On Tue, Dec 12, 2017 at 2:55 AM, Jeremy Finzel <finzelj@gmail.com> wrote: > I understand how to setup a regression suite for a postgres extension, but > what I'm not clear on from the docs is if there is a pattern that exists for > testing not only the latest version of an extension, but also an upgraded > previous version. > > Is there any straightforward way to do this that doesn't involve manually > copying tests?
It is perfectly possible to do tests on a specific version and test upgrade paths using CREATE EXTENSION and ALTER EXTENSION which support versioning in a SQL regression script, say: CREATE EXTENSION foo VERSION "0.1"; -- Do stuff ALTER EXTENSION foo UPDATE TO "0.2"; -- Do other stuff
This works well when you want to test 1.1 binaries with a 1.0 SQL extension definition.
It's not effective if you need to test 1.0 binaries+extension, then an upgrade to 1.1 binaries and extension. You have no way to install and run the 1.0 binaries without going outside pg_regress / TAP and using an external test harness/framework/script. I've been bitten by this multiple times before. For example, if 1.1 always assigns a value to some column that was nullable in 1.0, you're never going to exercise 1.1's handling of nulls in that column.
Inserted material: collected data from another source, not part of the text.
PR #2016, opened 2022-02-13
remove mutex during numa-cnt calculation

justadogistaken:
A slight optimization.
Removed the mutex while calculating numa count.
Signed-off-by: david.bao <baojn1998@163.com>

### DIFF
--- a/pkg/scheduler/api/numa_info.go
+++ b/pkg/scheduler/api/numa_info.go
@@ -36,6 +36,8 @@ const (
 	NumaInfoMoreFlag NumaChgFlag = 0b11
 	// NumaInfoLessFlag indicate the received allocatable resource is getting less
 	NumaInfoLessFlag NumaChgFlag = 0b10
+	// DefaultMaxNodeScore indicates the default max node score
+	DefaultMaxNodeScore = 100
 )
 
 // PodResourceDecision is resource allocation determinated by scheduler,
@@ -252,4 +254,10 @@ func (resSets ResNumaSets) Clone() ResNumaSets {
 	}
 
 	return newSets
+}
+
+// ScoredNode is the wrapper for node during Scoring.
+type ScoredNode struct {
+	NodeName string
+	Score    int64
 }
--- a/pkg/scheduler/plugins/numaaware/numaaware.go
+++ b/pkg/scheduler/plugins/numaaware/numaaware.go
@@ -170,11 +170,12 @@ func (pp *numaPlugin) OnSessionOpen(ssn *framework.Session) {
 		}
 
 		scoreList := getNodeNumaNumForTask(nodeInfo, pp.assignRes[task.UID])
-		util.NormalizeScore(100, true, scoreList)
+		util.NormalizeScore(api.DefaultMaxNodeScore, true, scoreList)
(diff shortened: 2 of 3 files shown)


pkg/scheduler/plugins/util/util.go
```diff
@@ -272,29 +274,32 @@ func (nl *NodeLister) List() ([]*v1.Node, error) {
...
-		if reverse {
-			for key := range scores {
-				scores[key] = maxPriority
-			}
+	maxMinDiff := maxCount - minCount
+	for idx := range scores {
+		tmpScore := int64(0)
+
+		if maxMinDiff > 0 {
+			tmpScore = maxPriority * (scores[idx].Score - minCount) / maxMinDiff
```
shinytang6, line 297: Can you clarify why we need to change the calculation way here?

pkg/scheduler/plugins/numaaware/numaaware.go
```diff
@@ -225,21 +226,21 @@ func filterNodeByPolicy(task *api.TaskInfo, node *api.NodeInfo, nodeResSets map[
...
-	var mx sync.RWMutex
+func getNodeNumaNumForTask(nodeInfo []*api.NodeInfo, resAssignMap map[string]api.ResNumaSets) []api.ScoredNode {
+	nodeNumaCnts := make([]api.ScoredNode, len(nodeInfo))
 	workqueue.ParallelizeUntil(context.TODO(), 16, len(nodeInfo), func(index int) {
 		node := nodeInfo[index]
 		assignCpus := resAssignMap[node.Name][string(v1.ResourceCPU)]
-		mx.Lock()
-		defer mx.Unlock()
-		nodeNumaNumMap[node.Name] = int64(getNumaNodeCntForcpuID(assignCpus, node.NumaSchedulerInfo.CPUDetail))
+		nodeNumaCnts[index] = api.ScoredNode{
```
shinytang6, line 234: l am ok with the changes here

pkg/scheduler/plugins/util/util.go
shinytang6: l'm ok with both, it seems that both of the calculation methods are used in k8s )

justadogistaken: Yes, So it's better to keep the current normalization.

shinytang6 (commented):
Thx, lgtm overall )

pkg/scheduler/api/numa_info.go
```diff
@@ -253,3 +255,9 @@ func (resSets ResNumaSets) Clone() ResNumaSets {
 
 	return newSets
 }
+
+// ScoredNode is the wrapper for node during Scoring.
+type ScoredNode struct {
+	NodeName string
+	Score    int64
```
huone1, line 262: what is the intention of adding this structure?

justadogistaken: Describe a node and its score. For constructing slice of scoredNode instead of map[string]score

Thor-wl: I think it is more readable comparing with map.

It also doesn't lend its self to complex multi-path upgrades, where for example you could upgrade 1.0.0 -> 1.0.1 -> 1.1.0 or upgrade directly from 1.0.0 -> 1.1.0. This rapidly becomes an issue when you release 1.0.0, release 1.1.0, then release a maintenance 1.0.1 version. Now you have toadd the 1.0.1 -> 1.1.0 upgrade path, but you still have the 1.0.0 -> 1.1.0 path.
You can handle that with TAP if you're willing to write something to do the various combinations of steps and exercise them. It's not practical with pg_regress.
More thorough testing benefits from an external harness.